# Firefox not playing YouTube videos.



## kaz (Jul 5, 2014)

Firefox isn't playing YT videos


----------



## nomad47 (Jul 5, 2014)

*Re: The Offtopic Thread V1: Life Support Edition*



kaz said:


> Firefox isn't playing YT videos



Something has happened with Firefox. I am unable to watch world cup


----------



## kaz (Jul 5, 2014)

*Re: The Offtopic Thread V1: Life Support Edition*

I tried everything nothing works....


----------



## rhitwick (Jul 5, 2014)

*Re: The Offtopic Thread V1: Life Support Edition*

^ you two. Open a new thread in a relevant section.


----------



## ico (Jul 5, 2014)

now I know why YouTube was not working before I slept.


----------



## $hadow (Jul 5, 2014)

No gain still trying to figure out a way to fix this.


----------



## sling-shot (Jul 5, 2014)

Is it only YouTube or all flash?
In the latest version of Firefox all plugins except Flash are click to play. May be due to some reason Flash has gone that way in your setup.

--------

Oh shi! Now I see that this is in Chit Chat - Bandwidth wastage section


----------



## rijinpk1 (Jul 5, 2014)

youtube is working fine for me on firefox.


----------



## ico (Jul 5, 2014)

sling-shot said:


> Oh shi! Now I see that this is in Chit Chat - Bandwidth wastage section


No, it was in the Offtopic thread.

I moved the posts in a "new" thread.


----------



## ankitj1611 (Jul 5, 2014)

kaz said:


> Firefox isn't playing YT videos






What error you get?Is it like video play and than stop???


----------



## ico (Jul 5, 2014)

^ doesn't play at all.


----------



## sakthibruce (Jul 5, 2014)

Disable the adblock on youtube and try


----------



## mastercool8695 (Jul 5, 2014)

same problem with me, but actually, its adobe flash player which is creating havoc. 
i simply disabled it (it was creating never ending pop-ups of errors and asking to choose between "Close program" and " close program and search online for solutions" ) 
the problem occurs on many websites like dropbox. 
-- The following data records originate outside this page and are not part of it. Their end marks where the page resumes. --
PR #365, opened 2021-04-15
Fix copy code button to work on non-highlighted code blocks

### LINKED ISSUE #363: Copy code button doesn't appear for many code blocks
> @kdkasad I just noticed this doesn't work with
> 
> ```yaml
> markup:
>     highlight:
>         lineNos: true
> ```
> 
> and code blocks not having a parent class `highlight` (ex. https://adityatelange.github.io/hugo-PaperMod/posts/markdown-syntax/)

It works fine with line numbers enabled for me. However you're right about it not working for non-`highlight` code blocks (i.e. ones indented with 4 spaces).

**Edit:** it also doesn't work for code blocks created using backticks with no syntax/language specified.

_Originally posted by @kdkasad in https://github.com/adityatelange/hugo-PaperMod/pull/345#issuecomment-817197431_

kdkasad:
Fixes #363 

Turns out it was much easier than I expected.

### DIFF
--- a/assets/css/common/main.css
+++ b/assets/css/common/main.css
@@ -44,7 +44,7 @@ code {
     direction: ltr;
 }
 
-div.highlight {
+pre {
     position: relative;
 }
 
@@ -60,6 +60,6 @@ div.highlight {
     font-size: 14px;
 }
 
-div.highlight:hover .copy-code {
+pre:hover .copy-code {
     display: block;
 }
--- a/assets/css/common/main.css
+++ b/assets/css/common/main.css
@@ -58,6 +58,7 @@ pre {
     border-radius: var(--radius);
     padding: 0 5px;
     font-size: 14px;
+    font-family: -apple-system, BlinkMacSystemFont, 'Segoe UI', Roboto, Oxygen, Ubuntu, Cantarell, 'Open Sans', 'Helvetica Neue', sans-serif;
 }
 
 pre:hover .copy-code {
--- a/layouts/partials/footer.html
+++ b/layouts/partials/footer.html
@@ -88,7 +88,7 @@
 {{- if (and (eq .Kind "page") (ne .Layout "archives") (ne .Layout "search") (not .Site.Params.disableCodeCopy)) }}
 <script>
     document.querySelectorAll('pre > code').forEach((codeblock) => {
-        const container = codeblock.parentNode.parentNode;
+        const container = codeblock.parentNode;
 
         const copybutton = document.createElement('button');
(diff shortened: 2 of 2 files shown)


adityatelange:
@kdkasad This doesn't show the copy button as it is shown right now after we use 

```yml
markup:
    highlight:
        lineNos: true
```

image

kdkasad:
> @kdkasad This doesn't show the copy button as it is shown right now after we use
> 
> ```yaml
> markup:
>     highlight:
>         lineNos: true
> ```
> 
> image

For this first one, I can't reproduce the problem. Here's a screenshot of mine:
image


> image

For this one, I get the same problem, but I'm not sure how to fix it. I don't know how to position the button relative to what is visible rather than the whole `pre` element.

adityatelange:
> For this first one, I can't reproduce the problem. Here's a screenshot of mine:
> image

Oh, I forgot, `pygmentsUseClasses: true` is also necessary with

```yml
markup:
    highlight:
        lineNos: true
```

so that the code block is shown as a block with nums and code, instead of diff borders for nums and code.

adityatelange:
@kdkasad I think I have got the fix for #363  

Can you please test ? https://github.com/adityatelange/hugo-PaperMod/tree/fix/code-copy

kdkasad:
> @kdkasad I think I have got the fix for #363
> 
> Can you please test ? https://github.com/adityatelange/hugo-PaperMod/tree/fix/code-copy
> 
> And if possible, suggest any easy way for [9f5c739](https://github.com/adityatelange/hugo-PaperMod/commit/9f5c739b543c325d35561a94b457a4f58dac092b)

Looks good to me! I think 9f5c739b543c325d35561a94b457a4f58dac092b is fine; I was hoping for a way to automatically adapt to all cases, but I think checking for each case is easier.

There is an empty `else if` block [here](https://github.com/adityatelange/hugo-PaperMod/blob/9f5c739b543c325d35561a94b457a4f58dac092b/layouts/partials/footer.html#L125), but I think it's just to skip that case for the following `else if`s.

I'm closing this PR since your solution works and this one doesn't.

adityatelange:
> There is an empty `else if` block [here](https://github.com/adityatelange/hugo-PaperMod/blob/9f5c739b543c325d35561a94b457a4f58dac092b/layouts/partials/footer.html#L125), but I think it's just to skip that case for the following `else if`s.

Actually I see that hugo converts the js into optimized code which is minified. So it does the cleaning stuff for builds and removes the unnecessary conditions.

PR #370, opened 2021-04-19
Create vi.yaml

FrankFeenix:


i18n/vi.yaml
```diff
@@ -0,0 +1,25 @@
+- id: prev_page
+  translation: "Trang trước"
+
+- id: next_page
+  translation: "Trang tiếp theo"
+
+- id: read_time
+  translation:
+    one : "1 phút"
+    other: "{{ .Đếm }} phút"
```
adityatelange, line 10: Here `.Count` is a hugo variable, need not be translated!

Can you add `.Count` in place of `.Đếm`

FrankFeenix: Okay. Thank u

adityatelange (approved):
Thanks :+1:

PR #393, opened 2021-05-01
Fix xml+rss link header (#392)

JannikArndt:
Fixes #392 by not encoding `rss+xml`.

PR #396, opened 2021-05-02
Fix + in timezone in article:published_time and article:modified_time tags

JannikArndt:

I have google chrome as backup  (it has flash built in so, vids work good.


----------



## kaz (Jul 5, 2014)

ankitj1611 said:


> What error you get?Is it like video play and than stop???



The screen stays black for as long as you leave the tab open...The circular dots in the middle keep on rotating 

- - - Updated - - -



mastercool8695 said:


> I have google chrome as backup  (it has flash built in so, vids work good.



IDM doesn't work with Chrome for YT videos...For watching videos Chrome does the job....


----------



## rijinpk1 (Jul 5, 2014)

kaz said:


> The screen stays black for as long as you leave the tab open...The circular dots in the middle keep on rotating
> 
> IDM doesn't work with Chrome for YT videos...For watching videos Chrome does the job....



still not solved?


----------



## kaz (Jul 5, 2014)

rijinpk1 said:


> still not solved?



naaaaaaaaaaa


----------



## rijinpk1 (Jul 5, 2014)

kaz said:


> naaaaaaaaaaa



youtube works fine on my firefox. try a different version if possible.


----------



## kaz (Jul 5, 2014)

I have the latest stable build v30.0
What version you are using?


----------



## rijinpk1 (Jul 5, 2014)

version 29, stable.


----------



## kaz (Jul 5, 2014)

Installed v29....Still same problem 

Flash version is 14 here


----------



## rijinpk1 (Jul 5, 2014)

kaz said:


> Installed v29....Still same problem
> 
> Flash version is 14 here



mine, 13.0.0.168


----------



## kaz (Jul 5, 2014)

Unable to find that


----------



## $hadow (Jul 5, 2014)

YouTube even not playing on android app as well.


----------



## rijinpk1 (Jul 5, 2014)

should i upload the set up file somewhere?


----------



## sling-shot (Jul 5, 2014)

Go into AddOns and check Flash is enabled. 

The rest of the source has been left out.